The two most recent technical previews for Windows Server support containers natively. You don't need a VM to run containers on Windows.

cwyers · on March 25, 2016

It supports Windows containers. You still need a Linux VM to run Linux containers.

atombender · on March 24, 2016

Docker does not use LXC. It's a separate project. LXC is similar, but has gone in a different direction.

cyphar · on March 28, 2016

> Docker uses LXC containers.

Nope, we've been using our own implementation of a container runtime for 2 years (libcontainer). LXC is not supported anymore and it was always a hacky execdriver.

> In Linux, these aren't VMs and are light weight user-land separations that use things like cgroups and lots of really special kernel modules for security.

They're kernel-space separations since the kernel understands namespaces (though it doesn't understand the concept of a container and some things aren't namespacrd).

> Unfortunately, this means Docker only runs on Linux .. not even Linux...special Docker Kernel Linux (all the features they need are in the stock Kernel tree, but it's still a lot of modules).

Almost all modern distros have support for all of the modules required to run Docker.

> In Linux, you can just go to localhost. I _think_ FreeBSD has native Docker support with some custom kernel modules. I'm not sure...I've only looked at the Readme. I haven't tried it.

FreeBSD is not supported as a daemon.

> So even in Windows/Mac, all your containers do run in one VM (where as with traditional stuff you mentioned, you'd need a VM for each thing).

Actually, recent versions of Docker can run as a daemon on Windows using some proprietary features I don't care about.

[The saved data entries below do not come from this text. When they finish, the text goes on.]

PR #1076, opened 2021-06-26
Infer the type of the result of calling typing.cast()

timmartin:
## Description

Added an inference rule in `brain_typing.py` to infer the return type of `typing.cast`. So that:

```py
from typing import cast

class A:
    pass

b = cast(A, x)  # Can infer that b is an instance of A
```

## Type of Changes

### DIFF
--- a/ChangeLog
+++ b/ChangeLog
@@ -11,7 +11,8 @@ What's New in astroid 2.6.6?
 ============================
 Release date: TBA
 
-* Added support to infer return type of typing.cast()
+* Added support to infer return type of ``typing.cast()``
+
 
 What's New in astroid 2.6.5?
 ============================
--- a/ChangeLog
+++ b/ChangeLog
@@ -11,7 +11,7 @@ What's New in astroid 2.6.6?
 ============================
 Release date: TBA
 
-
+* Added support to infer return type of typing.cast()
 
 What's New in astroid 2.6.5?
 ============================
--- a/astroid/brain/brain_typing.py
+++ b/astroid/brain/brain_typing.py
@@ -28,6 +28,7 @@ from astroid.node_classes import (
     Call,
     Const,
     Name,
+    NodeNG,
     Subscript,
 )
 from astroid.scoped_nodes import ClassDef, FunctionDef
@@ -356,6 +357,29 @@ def infer_tuple_alias(
     return iter([class_def])
 
 
+def _looks_like_typing_cast(node: Call) -> bool:
+    return isinstance(node, Call) and (
+        isinstance(node.func, Name)
+        and node.func.name == "cast"
+        or isinstance(node.func, Attribute)
+        and node.func.attrname == "cast"
+    )
+
+
+def infer_typing_cast(
+    node: Call, ctx: context.InferenceContext = None
+) -> typing.Iterator[NodeNG]:
+    """Infer call to cast() returning same type as casted-from var"""
+    try:
+        func = next(node.func.infer(context=ctx))
+    except InferenceError as exc:
+        raise UseInferenceDefault from exc
+    if func.qname() != "typing.cast" or len(node.args) != 2:
+        raise UseInferenceDefault
+
+    return node.args[1].infer(context=ctx)
+
+
 AstroidManager().register_transform(
     Call,
     inference_tip(infer_typing_typevar_or_newtype),
@@ -363,6 +387,9 @@ AstroidManager().register_transform(
 )
 AstroidManager().register_transform(
     Subscript, inference_tip(infer_typing_attr), _looks_like_typing_subscript
+)
+AstroidManager().register_transform(
+    Call, inference_tip(infer_typing_cast), _looks_like_typing_cast
 )
 
 if PY39_PLUS:
--- a/astroid/brain/brain_typing.py
+++ b/astroid/brain/brain_typing.py
@@ -370,11 +370,18 @@ def infer_typing_cast(
     node: Call, ctx: context.InferenceContext = None
 ) -> typing.Iterator[NodeNG]:
     """Infer call to cast() returning same type as casted-from var"""
+    if not isinstance(node.func, (Name, Attribute)):
+        raise UseInferenceDefault
+
     try:
         func = next(node.func.infer(context=ctx))
     except InferenceError as exc:
         raise UseInferenceDefault from exc
-    if func.qname() != "typing.cast" or len(node.args) != 2:
+    if (
+        not isinstance(func, FunctionDef)
+        or func.qname() != "typing.cast"
+        or len(node.args) != 2
+    ):
         raise UseInferenceDefault
 
     return node.args[1].infer(context=ctx)
--- a/tests/unittest_brain.py
+++ b/tests/unittest_brain.py
@@ -1810,6 +1810,38 @@ class TypingBrain(unittest.TestCase):
             self.assertIsInstance(inferred, nodes.ClassDef)
             self.assertIsInstance(inferred.getattr("__iter__")[0], nodes.FunctionDef)
 
+    def test_typing_cast(self):
+        node = builder.extract_node(
+            """
+        from typing import cast
+        class A:
+            pass
+
+        b = list()
+        a = cast(A, b)
+        a
+        """
+        )
+        inferred = next(node.infer())
+        assert isinstance(inferred, bases.Instance)
+        assert inferred.name == "list"
+
+    def test_typing_cast_attribute(self):
+        node = builder.extract_node(
+            """
+        import typing
+        class A:
+            pass
+
+        b = list()
+        a = typing.cast(A, b)
+        a
+        """
+        )
+        inferred = next(node.infer())
+        assert isinstance(inferred, bases.Instance)
+        assert inferred.name == "list"
+
 
 class ReBrainTest(unittest.TestCase):
     def test_regex_flags(self):
--- a/tests/unittest_brain.py
+++ b/tests/unittest_brain.py
@@ -1817,14 +1817,14 @@ class TypingBrain(unittest.TestCase):
         class A:
             pass
 
-        b = list()
+        b = 42
         a = cast(A, b)
         a
         """
         )
         inferred = next(node.infer())
-        assert isinstance(inferred, bases.Instance)
-        assert inferred.name == "list"
+        assert isinstance(inferred, nodes.Const)
+        assert inferred.value == 42
 
     def test_typing_cast_attribute(self):
         node = builder.extract_node(
@@ -1833,14 +1833,14 @@ class TypingBrain(unittest.TestCase):
         class A:
             pass
 
-        b = list()
+        b = 42
         a = typing.cast(A, b)
         a
         """
         )
         inferred = next(node.infer())
-        assert isinstance(inferred, bases.Instance)
-        assert inferred.name == "list"
+        assert isinstance(inferred, nodes.Const)
+        assert inferred.value == 42
 
 
 class ReBrainTest(unittest.TestCase):


Pierre-Sassoulas (approved):
Thank you for the pull request ! It's pretty straightforward :)

ChangeLog
```diff
@@ -6,7 +6,7 @@ What's New in astroid 2.7.0?
 ============================
 Release Date: TBA
 
-
+* Added support to infer return type of typing.cast()
```
cdce8p, line 9: @Pierre-Sassoulas Do you want to include it in `2.6.1`? In that case it would need to be moved to the section below.

astroid/brain/brain_typing.py
```diff
@@ -344,6 +345,29 @@ def infer_tuple_alias(
     return iter([class_def])
 
 
+def _looks_like_typing_cast(node: Call) -> bool:
+    return (
+        isinstance(node, Call)
+        and isinstance(node.func, Name)
+        and node.func.name == "cast"
```
cdce8p, line 352:
```suggestion
        and (
            isinstance(node.func, Name)
            and node.func.name == "cast"
            or isinstance(node.func, Attribute)
            and node.func.attrname == "cast"
        )
```
`cast` can also be called with `typing.cast` in which case it's an `Attribute`.

astroid/brain/brain_typing.py
```diff
@@ -344,6 +345,29 @@ def infer_tuple_alias(
...
+
+def infer_typing_cast(
+    node: Call, ctx: context.InferenceContext = None
+) -> typing.Iterator[Instance]:
+    """Infer call to cast() returning an instance of the cast-to type"""
+    try:
+        func = next(node.func.infer(context=ctx))
+    except InferenceError as exc:
+        raise UseInferenceDefault from exc
+    if func.qname() != "typing.cast":
```
cdce8p, line 364:
```suggestion
    if func.qname() != "typing.cast" and len(node.args) == 2:
```
Just to prevent errors if the cast statement syntax isn't correct.

astroid/brain/brain_typing.py
```diff
@@ -344,6 +345,29 @@ def infer_tuple_alias(
...
+        raise UseInferenceDefault
+
+    type_node = next(node.args[0].infer(context=ctx))
+    return iter([Instance(type_node)])
```
cdce8p, line 368:
```suggestion
    type_node = next(node.args[1].infer(context=ctx))
    return iter([type_node])
```

tests/unittest_brain.py
```diff
@@ -1801,6 +1801,22 @@ def test_typing_object_builtin_subscriptable(self):
...
 
+    def test_typing_cast(self):
+        node = builder.extract_node(
+            """
+        from typing import cast
+        class A:
+            pass
+
+        b = deserialize()
+        a = cast(A, b)
```
cdce8p, line 1812: Could you add a second case for the use of `typing.cast`?

cdce8p (changes requested):
I'm not sure we should infer `b` as instance of `A` for `b = cast(A, x)`. `cast` is used just for type hints and we probably shouldn't mix astroid inference and type hints. IMO the logical step would be to infer `b` as `x` since that's what `cast` does. @Pierre-Sassoulas What do you think?

astroid/brain/brain_typing.py
timmartin: Good point, but I think this should be `func.qname() != "typing.cast" or len(node.args) != 2`, unless I've misunderstood?

cdce8p: My mistake. Yours is correct.

timmartin:
Thanks for the helpful review comments. In terms of what the inferred type of the result should be, maybe I'm fixing this in the wrong place. The original motivation was [this report](https://github.com/PyCQA/pylint/issues/4534) in Pylint; if we infer that `typing.cast(A, x)` has the same type as `x` then we won't fix this issue.

The way I look at it, `typing.cast` exists to provide information to make static checking better, so in an ideal world a linter could use the knowledge of the casted-to type to give better feedback. But does this mean that Pylint is the right place to apply this logic and not Astroid?

cdce8p:
@timmartin I'm a bit hesitant with this one. Who makes sure `A` is truly the correct type? In an ideal world, `x` would be inferred correctly and we can just say that the result of `cast` equals `x`. Although I haven't looked at the issue in detail, it seems that there are two distinct issues:
1. Currently, the result of `cast` is always `Uninferrable`
2. `wave.open` might not be inferred correctly. This should be fixed separately by adding a `brain` module or writing a custom plugin.

One last thing, it's should be possible to use abstract classes for `A` just so the type checker is satisfied. However, that might prevent `pylint` from analyzing it further although it sometimes could.

timmartin:
The developer who adds the cast is responsible for checking that `A` is the right type. If they put the wrong annotation on, they'll get the wrong results from the type checker / linter. Garbage in, garbage out.

To me, the issue is that `typing.cast` is specifically designed to be used in the case where the correct type isn't / can't reasonably be inferred. It has no runtime semantics, it's purely a hint to the type checker. If `x` was being correctly inferred, there'd be no point in applying a cast.

I think you're right in theory that any problem that can be solved by a cast can be solved by sufficiently good type declarations / better inference. I think casting exists for the cases where that doesn't yet exist.

cdce8p:
The issue I have with it is that `cast` is designed for type checking and not for inference. You could for example say that the type should be an abstract or protocol class. That will work perfectly fine for `mypy`, but won't offer any additional insides for us.

It might be an idea to add something like `astroid.cast` / `pylint.cast` that can be used explicitly for inference tips.

Pierre-Sassoulas:
> It might be an idea to add something like astroid.cast / pylint.cast that can be used explicitly for inference tips.

It would add work for pylint users, what is the meaningful difference between typing for inference and typing for type/mypy ? I think ``cast`` does the work and have the advantages of being official and widespread. Also as @timmartin said, garbage in, garbage out, if you mislead mypy or pylint you get the error you deserve 😄

cdce8p:
@Pierre-Sassoulas The point I'm trying to make here is that with inference we can already do better then what type checkers can. So using `cast` doesn't add anything for us. In contrast it might even prevent us from offering better suggestions.

Pierre-Sassoulas:
> using cast doesn't add anything for us. In contrast it might even prevent us from offering better suggestions.

Well it's true that it might prevent us from offering better suggestions but only when the user made an explicit typing mistake. I think it add something for us if the inference fail. So maybe we should rely on ``cast`` if the inference failed and provide an option to be able to check ``cast`` ?

timmartin:
AIUI type checkers like mypy already do type inference, they can't rely on every variable having its type statically declared. Is there a class of inference that Astroid does that wouldn't be available in a sufficiently smart type checker?

I can certainly see how there will be cases in the real world where the cast may be needed for mypy and not for Pylint, say. That would make it annoying if adding the needed cast helped mypy but broke Pylint. On the other hand, there will be cases where Astroid isn't (yet) making the inference and it would be useful to have the option of a cast.

It should be easy enough to make it infer the type of `cast(A, x)` as the type of `x` if it's inferable, otherwise an instance of `A`. I think that would avoid making inference worse in any case, although it still might miss the opportunity to do (say) a downcast when the variable is known to be an instance of a parent class. Is that a good solution here?

TBH I don't have a strong opinion here, I just picked this one up because I thought it would be an easy way to get used to the codebase. If it's controversial, I'm happy to leave this to someone else.

Pierre-Sassoulas:
@hippo91 do you have an opinion on this ?

hippo91:
Well that is not an easy question. Thanks all for giving your point of view. IMHO the best option here is to infer the result of the cast as 'A' only if the inference of 'x' failed. Otherwise I am afraid we lose precious informations as @cdce8p mentioned it. But I am afraid there is not a real clear solution for this.

cdce8p:
Thanks for your input @hippo91!
I agree with your point and like the suggestion. So +1 from me

ChangeLog
cdce8p, line 9: Can you move this to the `2.6.3` section? You probably need to fetch the latest changes first.

astroid/brain/brain_typing.py
```diff
@@ -344,6 +346,34 @@ def infer_tuple_alias(
...
+        isinstance(node.func, Name)
+        and node.func.name == "cast"
+        or isinstance(node.func, Attribute)
+        and node.func.attrname == "cast"
+    )
+
+
+def infer_typing_cast(
+    node: Call, ctx: context.InferenceContext = None
+) -> typing.Iterator[Instance]:
```
cdce8p, line 360:
```suggestion
) -> typing.Union[typing.Iterator[NodeNG], typing.Iterator[Instance]]:
```
Not completely sure about this as `infer` isn't yet typed.

astroid/brain/brain_typing.py
```diff
@@ -344,6 +346,34 @@ def infer_tuple_alias(
...
+    """Infer call to cast() returning an instance of the cast-to type"""
+    try:
+        func = next(node.func.infer(context=ctx))
+    except InferenceError as exc:
+        raise UseInferenceDefault from exc
+    if func.qname() != "typing.cast" or len(node.args) != 2:
+        raise UseInferenceDefault
+
+    peek_value_node, value_node = itertools.tee(node.args[1].infer(context=ctx))
```
cdce8p, line 369: The use of `itertools.tee` isn't really necessary. We are only really interested in the first return value.


This should be enough
```py
    inferred = next(node.args[1].infer(context=ctx)
```

astroid/brain/brain_typing.py
```diff
@@ -344,6 +346,34 @@ def infer_tuple_alias(
...
+    if next(peek_value_node) is Uninferable:
+        type_node = next(node.args[0].infer(context=ctx))
+        return iter([Instance(type_node)])
+    else:
+        return value_node
```
cdce8p, line 374: `else` is redundant and can be removed since the `if` clause ends with `return`. That's the `pylint` error.

```py
    return iter([inferred])
```

cdce8p (changes requested):
Looks good overall! Just a few last comments

astroid/brain/brain_typing.py
timmartin: My first attempt was roughly what you describe here, but it didn't work, because if the first element of the iterable isn't uninferable then we want to return the whole iterator (so all values inferred for `x` can be inferred as the return type of `cast()`. AIUI by having called `next()` I've already consumed the first element of the iterator at this point, so I'm not able to return the full iterator.

Am I understanding this right?

cdce8p: Though about this again. Yeah, you are right. I didn't account for the case that more than one inference result would be returned (I believe in most situations it's only one).

To still avoid the overhead of `itertools.tee`, you could use one of the following options:
1. Store results of `infer` in list and check against first value / return `iter(inferred_lst)`.
2. Just call `node.args[1].infer(context=ctx)` two times. Inference results are already cached with `context`, so I suspect there isn't much / if any performance hit.
https://github.com/PyCQA/astroid/blob/c9c498348174b38ce35bfe001353c8ebea262802/astroid/node_classes.py#L357-L360

astroid/brain/brain_typing.py
```diff
@@ -351,6 +353,34 @@ def infer_tuple_alias(
...
+        isinstance(node.func, Name)
+        and node.func.name == "cast"
+        or isinstance(node.func, Attribute)
+        and node.func.attrname == "cast"
+    )
+
+
+def infer_typing_cast(
+    node: Call, ctx: context.InferenceContext = None
+) -> typing.Union[typing.Iterator[NodeNG], typing.Iterator[Instance]]:
```
cdce8p, line 367: To fix the tests, you need to add the import for `NodeNG` (from `astroid.node_classes`)

astroid/brain/brain_typing.py
timmartin: I believe the `tee()` solution has less overhead than either of your suggestions, not more. It guarantees that the original generator will be executed at most once, and has only trivial temporary storage in this case (where only one element is being stored in a temporary FIFO, which will presumably be consumed the moment we return our result to the caller).

Never the less, if there's no significant overhead to running the inference twice then that has the advantage of making the intent of the code much clearer, so I've done that. Thanks for the suggestion.

timmartin: I don't fully understand what's going on here. If I call the `node.args[1].infer(context=ctx)` twice then it doesn't work the second time. Trying to consume it gives:

    astroid.exceptions.InferenceError: StopIteration raised without any error information.

If I don't pass in the context the second time then it works as expected, so presumably there's some state being stored in the context that is making the second inference depend on the first. I don't really understand what's stored in the context and if this is expected behaviour, though.

cdce8p: Found the issue: The inference result is only cached in the context if the first iterator is run till completion, i.e. `tuple(node.args[1].infer(context=ctx))[0] is Uninferable`. Without that the context only knows that it has seen the name for `args[1]` already and thus thinks it can safely abort by raising a `StopIteration`.

You made a good point regarding `itertools.tee()`, so let's use it then. Thank you for trying it though.

cdce8p:
@Pierre-Sassoulas I would like to include it in `2.6.3` if that's fine with you. It will improve inference and thus help solve some issue.

cdce8p:
@timmartin I tested the change against some code and noticed two errors:

1. The type for `cast` can be provided as string in which case it will raise a `TypeError`
```py
from typing import cast

my_dict = func_returns_dict()  # not inferable
my_dict = cast("dict[str, int]", my_dict)
dict2 = my_dict.copy()
```

2. Especially if `TypeVars` are used, the change will result in many false-positive `no-member` errors.
```py
from typing import cast, TypeVar

class SomeClass:
    def some_method():
        pass

ClassT = TypeVar("ClassT", bound=SomeClass)

var = func_returns_SomeClass()  # not inferable
var = cast(ClassT, var)
var.some_method()  # 'no-member' error
```

astroid/brain/brain_typing.py
timmartin: Thanks for the clear explanation of what's happening. Saved me a few hours' debugging!

timmartin:
@cdce8p Good catch. Is it reasonable to report uninferable in both cases? I can see how both cases could in principle be handled, but I don't know what infrastructure we already have for parsing type expression strings and working with typevars.

cdce8p:
> @cdce8p Good catch. Is it reasonable to report uninferable in both cases? I can see how both cases could in principle be handled, but I don't know what infrastructure we already have for parsing type expression strings and working with typevars.

@timmartin Either that or raising `UseInferenceDefault` (which should ultimately also result in `Uninferable`).

timmartin:
I think my latest change deals with both cases. I'm not totally sure in the typevar case; in my testing it appears that the typevar just gets inferred to `Uninferable`, which we can handle easily. I don't know if this will suffice in general though, if we improve typevar inference presumably we could regress this functionality.

ChangeLog
```diff
@@ -21,6 +20,8 @@ Release date: TBA
 
   Closes PyCQA/pylint#4671
 
+* Added support to infer return type of typing.cast()
```
cdce8p, line 23:
```suggestion
* Added support to infer return type of ``typing.cast()``
```
The ChangeLog ist `rst` formatted.

tests/unittest_brain.py
```diff
@@ -1801,6 +1801,90 @@ def test_typing_object_builtin_subscriptable(self):
...
+        """
+        )
+        inferred = next(node.infer())
+        self.assertIs(util.Uninferable, inferred)
+
+    def test_typing_cast_typevar(self):
+        """Casting to a typevar is not currently inferred"""
+        node = builder.extract_node(
+            """
+        from typing import cast
```
cdce8p, line 1872:
```suggestion
        from typing import cast, TypeVar
```

astroid/brain/brain_typing.py
```diff
@@ -351,6 +354,43 @@ def infer_tuple_alias(
...
+        raise UseInferenceDefault from exc
+    if func.qname() != "typing.cast" or len(node.args) != 2:
+        raise UseInferenceDefault
+
+    peek_value_node, value_node = itertools.tee(node.args[1].infer(context=ctx))
+    if next(peek_value_node) is Uninferable:
+        type_node = next(node.args[0].infer(context=ctx))
+
+        if type_node is Uninferable:
+            raise UseInferenceDefault
```
cdce8p, line 382: This is good to have, but it doesn't solve the `TypeVar` issue.

cdce8p (changes requested):
Astroid does have some (albeit limited) inference for `TypeVar` (see below). The issue for us here is that it basically returns an empty class with the bare minimum and doesn't account for and constraints or bounds on the original TypeVar.

Just from a quick view, I fear we won't be able to easily find out if a type is a `TypeVar` or not. That unfortunately will bring us back to the point I made at the beginning: It's probably best to only infer `cast` as the variable itself even if it's `Uninferable`.

If you have another idea, I would be open to testing that out.

https://github.com/PyCQA/astroid/blob/a7e55b4caefd532d404ac9429f490edcc5ad7d5a/astroid/brain/brain_typing.py#L114-L128

timmartin:
> Just from a quick view, I fear we won't be able to easily find out if a type is a `TypeVar` or not. That unfortunately will bring us back to the point I made at the beginning: It's probably best to only infer `cast` as the variable itself even if it's `Uninferable`.

That's a shame. I'm a little puzzled though, because I was assuming that astroid would either successfully determine that the argument was a TypeVar, or else it would be uninferable. Are you saying that TypeVars are handled in a way that makes it impossible to distinguish a class from a typevar?

cdce8p:
> That's a shame. I'm a little puzzled though, because I was assuming that astroid would either successfully determine that the argument was a TypeVar, or else it would be uninferable. Are you saying that TypeVars are handled in a way that makes it impossible to distinguish a class from a typevar?

At the moment that is the case. Keep in mind though that this behavior is completely fine since `astroid` doesn't use type hints for inference tips. We just need to make sure they have some basic properties. There are probably some more cases that will cause issues: `NewType`, `Protocol`, `Generic`.

timmartin:
If that's the case then it's probably best to do as you suggest and just infer from the second argument.

Will astroid differentiate between classes and typevars in the future? It seems like it would be necessary to catch some errors e.g. that typevars can't be constructed.

Looking at the typevar code, is there any way to distinguish based on metaclass? It looks like typevars are given a custom metaclass; if we could only infer `cast` for classes with a default metaclass that might be a small win. I fiddled around for a while but I couldn't come up with anything that didn't feel like a kludge, though.

cdce8p:
> If that's the case then it's probably best to do as you suggest and just infer from the second argument.

I would probably prefer that.

> Will astroid differentiate between classes and typevars in the future? It seems like it would be necessary to catch some errors e.g. that typevars can't be constructed.

Maybe, there are multiple issues though. First you need someone to add it, then to review it, and most important someone to maintain it. (1) might be possible, but the other two unlikely. As it currently is, I too struggle sometimes to understand a change completely. That's the cost of good, but really old legacy code. Regarding `typing` in particular, I'm happy that most major issues are solved now. It has taken us moths to do that at the start of the year. (Also a reason why I prefer the safe route here.)

> Looking at the typevar code, is there any way to distinguish based on metaclass? It looks like typevars are given a custom metaclass; if we could only infer `cast` for classes with a default metaclass that might be a small win. I fiddled around for a while but I couldn't come up with anything that didn't feel like a kludge, though.

You could try `next(node.args[0].infer()).metaclass()`, but again I would probably suggest to leave it be even it might technically be possible. I found the two issues after only a short test run. Don't know what other will come up with once it is released. Usually you have to decide if the feature you are adding is worth the additional bugs it might create. I'm just really skeptical about that.

I understand, that's probably not the answer you were hoping for but that's how I feel about it. I hope you can understand it.

timmartin:
I think my last change does what's required here. Should I change the tags on this PR to indicate that it's ready for re-review?

Pierre-Sassoulas:
@timmartin there's a little "reload" button in the reviewers so you can ask for a new review that way. :)

Pierre-Sassoulas:
Capture d’écran de 2021-07-29 18-03-41

astroid/brain/brain_typing.py
```diff
@@ -370,11 +370,18 @@ def infer_typing_cast(
     node: Call, ctx: context.InferenceContext = None
 ) -> typing.Iterator[NodeNG]:
     """Infer call to cast() returning same type as casted-from var"""
+    if not isinstance(node.func, (Name, Attribute)):
+        raise UseInferenceDefault
```
cdce8p, line 374: Technically this is covered by `_looks_like_typing_cast` but type checker don't know about that.

tests/unittest_brain.py
```diff
@@ -1817,14 +1817,14 @@ def test_typing_cast(self):
...
+        b = 42
         a = cast(A, b)
         a
         """
         )
         inferred = next(node.infer())
-        assert isinstance(inferred, bases.Instance)
-        assert inferred.name == "list"
+        assert isinstance(inferred, nodes.Const)
+        assert inferred.value == 42
```
cdce8p, line 1827: Usually it's a bit easier to test for a const value.

cdce8p (approved):
Thanks for the ping. I must have missed your last push.
As for the PR, I committed some last changes (I've explained the reasoning behind them below).

It looks good now.
Thank you @timmartin 🐬

Pierre-Sassoulas (approved):
👍 Thank you for being so persistent 👏 This will go in astroid 2.6.6 then pylint 2.10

> Docker containers are meant to handle one application (that it runs as root within its container as the init process ... cause wtf?).

All machines have a single process running as root as the init. You can run a proper init inside your container (in fact it's recommended), and run many processes inside the same container. It's discouraged for scalability reasons to stuff your database and front-end in the same container because then it's hard to spin up more than one front-end connected to the same backend.

> In my work with Docker, I'm not sure how I feel. LXC containers have had a lot of security issues. Right now, Docker doesn't have any blaring security holes and LXC has increased security quite a bit.

Again: Docker doesn't and hasn't used LXC for quite a while. In addition, Docker has default selinux, seccomp and apparmour profiles that increase the security (seccomp allows us to disable syscalls that arent namespaced). There is a concern on the kernel side that they don't appear to care about going the Zones or Jails route: actually making the kernel aware about containers so that it can properly namespace things.

> After a while you get a shit ton of images that just waste space you're not using. CoreOS prunes these at regular intervals. A docker command to do this is still a Github issue. Writing one yourself with docker-py is horribly difficult because of image dependencies).

ahem % docker images | awk '/^<none>/ { print $3 }' | xargs docker rmi

Sure, it's not a single command but it isn't impossible to do and doesn't require docker-py. Besides, you should be using engine-api.

> Oh and images. Docker uses images to build things up like building blocks. That's a whole thing I don't want to go into, but look it up. It's actually kind of interesting and allows for base image updates to fix security issues (although you still need to rebuild your containers against the new images ... I think...I haven't looked into that yet).

There's also tools like zypper-docker to allow for hot-patching of images.